2.死亡前3年以内の贈与には小規模宅地等の特例は適用できない

生前贈与から3年以内に贈与者が死亡した場合、その財産は相続税の対象になります。ただし、生前贈与された財産には小規模宅地等の特例は適用できません。

小規模宅地等の特例の適用要件を満たす宅地については、生前贈与をしないで相続させる方が税負担は軽減できます。

  • 贈与から3年以内に死亡した場合:贈与時の評価額で相続税を計算。小規模宅地等の特例は適用できない。
  • 死亡したときに相続させる場合:死亡時の評価額で相続税を計算。小規模宅地等の特例は適用できる。

死亡前3年以内の贈与に対する相続税については、「生前に贈与した財産が、相続開始前3年~7年内の贈与なら相続税に加算される?」を参照してください。配偶者控除など贈与税の非課税措置を適用した贈与や相続人以外への贈与については、死亡前3年以内であっても相続税の課税対象にはなりません。
なお、上記の「3年以内」という期間は令和9年以降段階的に延長され、令和13年以降は「7年以内」となります。

死因贈与なら小規模宅地等の特例を適用できる

生前贈与をした宅地が相続税の対象になるときは、小規模宅地等の特例が適用できずに税負担が重くなります。一方、死因贈与をした宅地には小規模宅地等の特例が適用でき、税負担を軽減することができます。

死因贈与とは贈与する人が死亡したときに効力が発生するもので、贈与する人とされる人が契約することで成立します。生前贈与と死因贈与は生前に対策をしておくという点では共通していますが、贈与のタイミングを変えることで税制上の取り扱いが大きく変わります。

死因贈与について詳しい解説は、「死因贈与とは?遺贈との違いやメリット・デメリット、契約手続きの方法を解説」を参照してください。

3.【参考】小規模宅地等の特例とは

相続税の小規模宅地等の特例は、亡くなった被相続人(同一生計の親族も含みます)が居住や事業のために使っていた宅地の相続税評価額を大幅に減額する制度です。この特例が適用できる宅地の限度面積と減額割合は、宅地の種類ごとに以下のとおり定められています。

種類内容限度面積減額割合
特定居住用宅地等被相続人等が居住していた宅地330㎡80%
特定事業用宅地等被相続人等が事業(賃貸事業以外)を行っていた宅地400㎡80%
特定同族会社事業用宅地等被相続人等が経営する会社に貸していた宅地400㎡80%
貸付事業用宅地等被相続人等が賃貸事業等をしていた宅地200㎡50%

宅地の種類ごとの詳しい解説は、下記の記事を参照してください。
『特定居住用宅地等』(小規模宅地等の特例)とは。相続税専門税理士が詳しく解説!
「特定事業用宅地等の特例」適用要件と注意点~土地の価格に大きく影響
「特定同族会社事業用宅地等の特例」パーフェクトガイド
賃貸不動産は相続税が下がる!貸付事業用宅地等に該当する場合の小規模宅地等の特例

4.節税のための生前対策はシミュレーションが必須

宅地の生前贈与は節税対策として有効な場合もありますが、トータルで節税できるかどうかは十分な検討が必要です。宅地を生前贈与したばかりに相続税の小規模宅地等の特例が使えなくなるケースもあります。

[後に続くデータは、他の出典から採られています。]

Issue #1422, opened 2023-06-06
Split OPHD game mechanics into libOPHD


DanRStevens:
Continuation of:
- Issue #1191

In the previous case, a number of projects were setup to house code for various aspects of OPHD, and it's testing and development. Now we need to start splitting off and moving code into those projects.

In paritcular, this Issue is meant to track moving code relating to core game mechanics into `libOPHD`. This is likely to include:
- Maps
- MapObjects (Robots, Structures)
- Mines (should probably become part of MapObjects)
- Resources (ore/minerals)
- Population models
- Any other similar code

PR #1449, opened 2024-04-15
Feature/map offset operator overloads

oscar139:
Added project file for tests for OPHD. And added the operator overloads for MapOffset for neater scalar multiplication.

### DIFF
--- a/OPHD/Map/MapOffset.h
+++ b/OPHD/Map/MapOffset.h
@@ -8,3 +8,35 @@ struct MapOffset
 	NAS2D::Vector<int> xy;
 	int z;
 };
+
+
+inline bool operator==(const MapOffset& offset1, const MapOffset& offset2)
+{
+	return offset1.xy == offset2.xy && offset1.z == offset2.z;
+}
+
+
+inline bool operator!=(const MapOffset& offset1, const MapOffset& offset2)
+{
+	return !(offset1 == offset2);
+}
+
+
+inline MapOffset& operator*=(MapOffset& offset, int scalar)
+{
+	offset.xy *= scalar;
+	offset.z *= scalar;
+	return offset;
+}
+
+
+inline MapOffset operator*(MapOffset offset, int scalar)
+{
+	return offset *= scalar;
+}
+
+
+inline MapOffset operator*(int scalar, MapOffset offset)
+{
+	return offset *= scalar;
+}
--- a/OPHD/States/MapViewState.cpp
+++ b/OPHD/States/MapViewState.cpp
@@ -741,7 +741,6 @@ void MapViewState::onChangeDepth(int oldDepth, int newDepth) {
 
 void MapViewState::moveView(MapOffset offset) {
 	int oldZLevel = mMapView->currentDepth();
-	
 	mMapView->moveView(offset);
 
 	int newZLevel = mMapView->currentDepth();
--- a/OPHD/States/MapViewState.cpp
+++ b/OPHD/States/MapViewState.cpp
@@ -421,22 +421,22 @@ void MapViewState::onKeyDown(NAS2D::EventHandler::KeyCode key, NAS2D::EventHandl
 
 		case NAS2D::EventHandler::KeyCode::KEY_w:
 		case NAS2D::EventHandler::KeyCode::KEY_UP:
-			mMapView->moveView(MapOffset{DirectionNorthWest * shiftMoveScalar, 0});
+			moveView(MapOffset{DirectionNorthWest * shiftMoveScalar, 0});
 			break;
 
 		case NAS2D::EventHandler::KeyCode::KEY_s:
 		case NAS2D::EventHandler::KeyCode::KEY_DOWN:
-			mMapView->moveView(MapOffset{DirectionSouthEast * shiftMoveScalar, 0});
+			moveView(MapOffset{DirectionSouthEast * shiftMoveScalar, 0});
 			break;
 
 		case NAS2D::EventHandler::KeyCode::KEY_a:
 		case NAS2D::EventHandler::KeyCode::KEY_LEFT:
-			mMapView->moveView(MapOffset{DirectionSouthWest * shiftMoveScalar, 0});
+			moveView(MapOffset{DirectionSouthWest * shiftMoveScalar, 0});
 			break;
 
 		case NAS2D::EventHandler::KeyCode::KEY_d:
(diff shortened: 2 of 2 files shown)


OPHD/Map/MapOffset.h
```diff
@@ -8,3 +8,36 @@ struct MapOffset
 	NAS2D::Vector<int> xy;
 	int z;
 };
+
```
ldicker83, line 11: Style guidelines: double spaces between methods and functions. Otherwise I'm not seeing anything blocking here. Would like to see some feedback from @DanRStevens before merging.

oscar139: Ok will fix. I add two more commits to actually use the new operators. Oh and we some how missed updating calls to the new MapViewState:moveView from mMapView::moveView in MapViewState::onKeyDown

OPHD/Map/MapOffset.h
```diff
@@ -8,3 +8,41 @@ struct MapOffset
...
+}
+
+
+inline MapOffset operator*(const MapOffset& offset, int scalar)
+{
+	MapOffset result;
+	result.xy = offset.xy * scalar;
+	result.z = offset.z * scalar;
+	return result;
+}
```
DanRStevens, line 31: When you also support `operator*=`, you can use that to implement `operator*`. Simply remove the `const &` from the parameter passing so it generates a copy, and then use `operator*=` on the copy.

```cpp
inline MapOffset operator*(MapOffset offset, int scalar)
{
	return offset *= scalar;
}
```

OPHD/States/MapViewState.cpp
```diff
@@ -421,22 +421,22 @@ void MapViewState::onKeyDown(NAS2D::EventHandler::KeyCode key, NAS2D::EventHandl
...
 		case NAS2D::EventHandler::KeyCode::KEY_a:
 		case NAS2D::EventHandler::KeyCode::KEY_LEFT:
-			mMapView->moveView(MapOffset{DirectionSouthWest * shiftMoveScalar, 0});
+			mMapView->moveView(MapOffset{DirectionSouthWest * shiftMoveScalar});
 			break;
 
 		case NAS2D::EventHandler::KeyCode::KEY_d:
 		case NAS2D::EventHandler::KeyCode::KEY_RIGHT:
-			mMapView->moveView(MapOffset{DirectionNorthEast * shiftMoveScalar, 0});
+			mMapView->moveView(MapOffset{DirectionNorthEast * shiftMoveScalar});
```
DanRStevens: This doesn't appear to be using the new `operator*`. It's still using the existing `operator*` on the `NAS2D::Vector<int>` class. The only change is there is no explicit initialization value for `z`. Since the `struct` is initialized with `{}`, unspecified fields should be default initialized, which in this case should result in a `0` for `z`.

I assume what you meant to write was:
```cpp
mMapView->moveView(MapOffset{DirectionNorthEast, 0} * shiftMoveScalar);
```

Of course with the new `operator*` that means we can go back to using the predefined `MapOffset` values from `DirectionOffset.h`:
```cpp
mMapView->moveView(MapOffsetNorthEast * shiftMoveScalar);
```

OPHD/States/MapViewState.cpp
```diff
@@ -741,7 +741,7 @@ void MapViewState::onChangeDepth(int oldDepth, int newDepth) {
 
 void MapViewState::moveView(MapOffset offset) {
 	int oldZLevel = mMapView->currentDepth();
-	
+
```
DanRStevens, line 744: I approve of whitespace fixes. Preferably they should be in a separate commit from code changes.

testOPHD/testOPHD.cpp
```diff
@@ -0,0 +1,6 @@
+#include <gtest/gtest.h>
+
+
+TEST(Test, EmptyTest)
+{
+}
```
DanRStevens, line 6: Slightly awkward situation, as we still haven't completed:
- Issue #1422

Ideally, `MapOffset` would be migrated to `libOphd`, and so unit test code for it would go into `testLibOphd`. Unfortunately that hasn't happened yet.

----

In C++ it's a bit more natural to write unit tests against library code. I wouldn't expect there to be a `testOphd` project, since the `Ophd` project is an app rather than a library.

----

The `makefile` doesn't support building the new project. It does support building `testLibOphd`.

testOPHD/MapOffsetTests.cpp
```diff
@@ -0,0 +1,105 @@
+#include "OPHD/Map/MapOffset.h"
```
DanRStevens, line 1: As `MapOffset` is expected to be in library code, and the unit tests for that library are in a separate project, it would be more appropriate for the `#include` to use `<>` rather than `""`.

testOPHD/MapOffsetTests.cpp
```diff
@@ -0,0 +1,105 @@
...
+{
+	MapOffset offset1;
+	offset1.xy = { 1, 2 };
+	offset1.z = 3;
+
+	MapOffset offset2;
+	offset2.xy = { 1, 2 };
+	offset2.z = 3;
+
+	EXPECT_TRUE(offset1 == offset2);
```
DanRStevens, line 16: This would be more terse with inline construction:
```cpp
EXPECT_TRUE(MapOffset{{1, 2}, 3} == MapOffset{{1, 2}, 3});
```

----

Additionally, this particular check might use `EXPECT_EQ` instead of `EXPECT_TRUE`. Not that it's much shorter or really changes readability.

```cpp
EXPECT_EQ(MapOffset{{1, 2}, 3}, MapOffset{{1, 2}, 3});
```

----

Similar for other tests too. Use inline construction. Using more specific expectations, such as `EXPECT_NE` (not equal).

testOPHD/MapOffsetTests.cpp
```diff
@@ -0,0 +1,105 @@
...
+	EXPECT_EQ(result3, expectedResult3);
+
+	int zeroScalar = 0;
+	MapOffset result4 = offset * zeroScalar;
+	MapOffset expectedResult4 = {0, 0, 0};
+	EXPECT_EQ(result4, expectedResult4);
+
+	MapOffset result5 = offset *= scalar;
+	MapOffset expectedResult5 = {-2, 4, 6};
+	EXPECT_EQ(result5, expectedResult5);
```
DanRStevens, line 104: Might be wise to split tests for `operator*=` from the tests for `operator*`.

節税を目的とした生前対策をする場合は、土地だけでなく全ての財産総額を見て、贈与した場合、相続した場合、相続時精算課税を使った場合、など様々なケースで税額をシミュレーションしないと意味がありません。 正確な税額のシミュレーションは相続税と贈与税それぞれを熟知していないと難しいため、節税のために生前贈与をお考えの場合は、生前贈与や相続税に詳しい税理士のアドバイスを受けることをおすすめします。